» Task prompt
Search the data for the string "updated" and extract every line where it appears.

(Stored items)
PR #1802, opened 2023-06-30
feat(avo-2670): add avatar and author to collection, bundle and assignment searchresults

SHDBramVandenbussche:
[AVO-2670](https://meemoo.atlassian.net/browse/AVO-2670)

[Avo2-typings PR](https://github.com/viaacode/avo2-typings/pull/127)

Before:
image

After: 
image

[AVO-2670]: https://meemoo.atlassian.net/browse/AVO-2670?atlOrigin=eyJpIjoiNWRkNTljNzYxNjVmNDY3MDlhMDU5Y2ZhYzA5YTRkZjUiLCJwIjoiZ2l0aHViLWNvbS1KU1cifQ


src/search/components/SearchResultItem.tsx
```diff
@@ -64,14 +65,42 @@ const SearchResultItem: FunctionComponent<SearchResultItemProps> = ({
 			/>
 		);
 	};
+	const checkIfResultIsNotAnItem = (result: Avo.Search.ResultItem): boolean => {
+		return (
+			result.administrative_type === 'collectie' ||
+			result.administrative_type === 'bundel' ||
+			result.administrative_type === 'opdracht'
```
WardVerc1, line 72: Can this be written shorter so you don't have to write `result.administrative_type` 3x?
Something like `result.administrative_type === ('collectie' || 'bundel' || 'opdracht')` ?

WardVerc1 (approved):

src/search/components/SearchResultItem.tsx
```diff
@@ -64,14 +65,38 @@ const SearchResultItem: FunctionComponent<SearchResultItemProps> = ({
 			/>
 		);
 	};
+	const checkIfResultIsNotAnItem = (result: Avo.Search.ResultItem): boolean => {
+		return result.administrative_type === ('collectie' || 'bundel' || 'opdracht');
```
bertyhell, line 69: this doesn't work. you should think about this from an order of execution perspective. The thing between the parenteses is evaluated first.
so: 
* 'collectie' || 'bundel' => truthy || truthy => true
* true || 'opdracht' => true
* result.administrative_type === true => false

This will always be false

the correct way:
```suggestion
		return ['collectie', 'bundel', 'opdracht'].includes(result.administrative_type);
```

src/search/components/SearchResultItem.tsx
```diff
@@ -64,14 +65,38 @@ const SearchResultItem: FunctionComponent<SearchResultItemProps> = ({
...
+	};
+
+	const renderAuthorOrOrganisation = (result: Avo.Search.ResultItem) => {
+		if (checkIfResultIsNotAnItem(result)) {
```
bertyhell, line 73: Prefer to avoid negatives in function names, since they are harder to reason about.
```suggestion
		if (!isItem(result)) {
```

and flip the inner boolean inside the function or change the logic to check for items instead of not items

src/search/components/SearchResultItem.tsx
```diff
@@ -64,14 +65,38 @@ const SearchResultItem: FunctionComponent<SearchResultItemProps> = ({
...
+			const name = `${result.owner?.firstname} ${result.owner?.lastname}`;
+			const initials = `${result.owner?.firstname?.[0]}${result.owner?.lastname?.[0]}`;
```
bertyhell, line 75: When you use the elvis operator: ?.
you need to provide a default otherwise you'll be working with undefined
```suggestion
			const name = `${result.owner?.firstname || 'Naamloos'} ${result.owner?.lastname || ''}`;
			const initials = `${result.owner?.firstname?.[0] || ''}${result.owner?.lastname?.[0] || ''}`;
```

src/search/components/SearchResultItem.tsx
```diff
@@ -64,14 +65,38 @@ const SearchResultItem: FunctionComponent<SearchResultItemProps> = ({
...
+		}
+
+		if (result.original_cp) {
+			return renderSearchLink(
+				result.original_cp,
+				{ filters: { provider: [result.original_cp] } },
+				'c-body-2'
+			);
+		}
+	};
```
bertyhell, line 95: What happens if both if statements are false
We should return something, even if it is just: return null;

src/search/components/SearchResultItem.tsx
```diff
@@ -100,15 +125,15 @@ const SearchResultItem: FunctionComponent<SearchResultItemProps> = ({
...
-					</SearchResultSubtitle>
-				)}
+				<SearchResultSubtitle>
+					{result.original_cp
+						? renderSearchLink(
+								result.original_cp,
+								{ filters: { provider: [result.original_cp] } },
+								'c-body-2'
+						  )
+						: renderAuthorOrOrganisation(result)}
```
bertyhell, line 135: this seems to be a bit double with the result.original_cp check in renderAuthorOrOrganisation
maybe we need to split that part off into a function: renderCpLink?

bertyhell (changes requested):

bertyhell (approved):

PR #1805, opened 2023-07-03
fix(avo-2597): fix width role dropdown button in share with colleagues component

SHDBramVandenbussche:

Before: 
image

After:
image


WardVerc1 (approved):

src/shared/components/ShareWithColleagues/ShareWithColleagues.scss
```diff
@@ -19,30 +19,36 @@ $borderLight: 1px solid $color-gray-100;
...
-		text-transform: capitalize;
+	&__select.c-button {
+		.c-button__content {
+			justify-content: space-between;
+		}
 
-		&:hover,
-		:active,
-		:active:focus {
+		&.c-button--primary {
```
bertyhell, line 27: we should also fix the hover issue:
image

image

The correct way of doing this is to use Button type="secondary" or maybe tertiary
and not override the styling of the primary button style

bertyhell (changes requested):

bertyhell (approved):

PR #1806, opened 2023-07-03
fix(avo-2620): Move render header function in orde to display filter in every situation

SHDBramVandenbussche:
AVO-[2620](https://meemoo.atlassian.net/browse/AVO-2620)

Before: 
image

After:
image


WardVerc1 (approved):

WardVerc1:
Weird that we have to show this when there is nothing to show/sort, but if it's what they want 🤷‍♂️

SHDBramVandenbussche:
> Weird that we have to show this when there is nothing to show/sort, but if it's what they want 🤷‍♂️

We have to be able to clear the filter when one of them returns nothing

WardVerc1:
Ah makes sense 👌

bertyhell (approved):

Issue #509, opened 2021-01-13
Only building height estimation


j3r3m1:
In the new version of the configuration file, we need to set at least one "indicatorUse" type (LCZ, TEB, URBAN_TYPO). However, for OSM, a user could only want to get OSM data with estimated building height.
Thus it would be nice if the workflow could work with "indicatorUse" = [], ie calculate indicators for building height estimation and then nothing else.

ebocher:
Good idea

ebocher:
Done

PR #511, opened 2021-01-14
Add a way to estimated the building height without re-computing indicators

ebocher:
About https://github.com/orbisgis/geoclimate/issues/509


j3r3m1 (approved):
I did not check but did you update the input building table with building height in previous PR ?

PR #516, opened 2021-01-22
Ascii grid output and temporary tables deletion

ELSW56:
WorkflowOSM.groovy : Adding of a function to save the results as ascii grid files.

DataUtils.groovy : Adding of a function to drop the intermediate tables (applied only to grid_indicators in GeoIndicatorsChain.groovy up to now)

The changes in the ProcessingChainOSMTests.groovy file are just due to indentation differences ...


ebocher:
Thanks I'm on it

...

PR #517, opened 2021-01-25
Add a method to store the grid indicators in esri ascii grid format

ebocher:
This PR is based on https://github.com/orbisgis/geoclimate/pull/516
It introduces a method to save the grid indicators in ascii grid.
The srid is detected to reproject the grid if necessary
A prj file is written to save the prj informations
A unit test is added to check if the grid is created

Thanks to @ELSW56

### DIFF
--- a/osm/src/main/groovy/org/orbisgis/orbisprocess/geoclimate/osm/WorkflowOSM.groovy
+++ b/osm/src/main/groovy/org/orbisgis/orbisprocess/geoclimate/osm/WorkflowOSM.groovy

...

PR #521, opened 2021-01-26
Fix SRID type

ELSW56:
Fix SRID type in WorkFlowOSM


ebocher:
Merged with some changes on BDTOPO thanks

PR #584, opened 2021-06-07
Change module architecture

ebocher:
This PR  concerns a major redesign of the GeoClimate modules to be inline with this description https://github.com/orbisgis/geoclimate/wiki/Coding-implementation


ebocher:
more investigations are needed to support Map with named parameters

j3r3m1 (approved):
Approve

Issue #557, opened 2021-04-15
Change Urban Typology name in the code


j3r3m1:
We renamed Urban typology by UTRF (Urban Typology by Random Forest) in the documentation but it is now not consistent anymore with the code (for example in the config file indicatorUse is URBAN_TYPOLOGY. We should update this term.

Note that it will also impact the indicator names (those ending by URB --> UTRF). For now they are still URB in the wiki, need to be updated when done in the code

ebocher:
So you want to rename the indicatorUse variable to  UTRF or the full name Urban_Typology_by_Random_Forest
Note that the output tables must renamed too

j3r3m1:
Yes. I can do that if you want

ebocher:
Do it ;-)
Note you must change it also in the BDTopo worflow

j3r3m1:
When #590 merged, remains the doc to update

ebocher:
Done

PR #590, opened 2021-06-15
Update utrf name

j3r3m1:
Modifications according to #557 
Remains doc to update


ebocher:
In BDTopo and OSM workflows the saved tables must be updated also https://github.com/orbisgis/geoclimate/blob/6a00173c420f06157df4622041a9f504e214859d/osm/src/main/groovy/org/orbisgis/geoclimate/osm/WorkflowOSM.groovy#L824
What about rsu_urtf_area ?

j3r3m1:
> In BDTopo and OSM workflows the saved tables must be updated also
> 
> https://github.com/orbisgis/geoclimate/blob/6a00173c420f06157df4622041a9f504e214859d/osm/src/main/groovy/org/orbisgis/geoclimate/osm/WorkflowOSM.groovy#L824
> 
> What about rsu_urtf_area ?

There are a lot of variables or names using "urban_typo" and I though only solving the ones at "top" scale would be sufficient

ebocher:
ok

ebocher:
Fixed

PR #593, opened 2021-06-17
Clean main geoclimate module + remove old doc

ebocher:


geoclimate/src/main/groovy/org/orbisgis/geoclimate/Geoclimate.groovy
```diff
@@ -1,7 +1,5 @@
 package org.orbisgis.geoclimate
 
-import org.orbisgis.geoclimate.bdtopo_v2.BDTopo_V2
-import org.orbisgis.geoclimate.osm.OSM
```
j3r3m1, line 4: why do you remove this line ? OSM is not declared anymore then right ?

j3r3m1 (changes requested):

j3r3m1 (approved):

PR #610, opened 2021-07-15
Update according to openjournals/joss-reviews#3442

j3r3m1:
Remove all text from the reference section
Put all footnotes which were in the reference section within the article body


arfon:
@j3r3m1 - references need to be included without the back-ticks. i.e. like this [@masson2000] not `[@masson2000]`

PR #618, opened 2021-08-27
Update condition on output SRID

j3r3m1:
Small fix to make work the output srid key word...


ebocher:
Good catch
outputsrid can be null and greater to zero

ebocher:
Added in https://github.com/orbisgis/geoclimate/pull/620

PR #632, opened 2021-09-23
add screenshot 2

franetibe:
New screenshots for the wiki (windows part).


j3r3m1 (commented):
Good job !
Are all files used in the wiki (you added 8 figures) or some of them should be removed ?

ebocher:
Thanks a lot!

» Reply
Note that it will also impact the indicator names (those ending by URB --> UTRF). For now they are still URB in the wiki, need to be updated when done in the code
In BDTopo and OSM workflows the saved tables must be updated also https://github.com/orbisgis/geoclimate/blob/6a00173c420f06157df4622041a9f504e214859d/osm/src/main/groovy/org/orbisgis/geoclimate/osm/WorkflowOSM.groovy#L824
> In BDTopo and OSM workflows the saved tables must be updated also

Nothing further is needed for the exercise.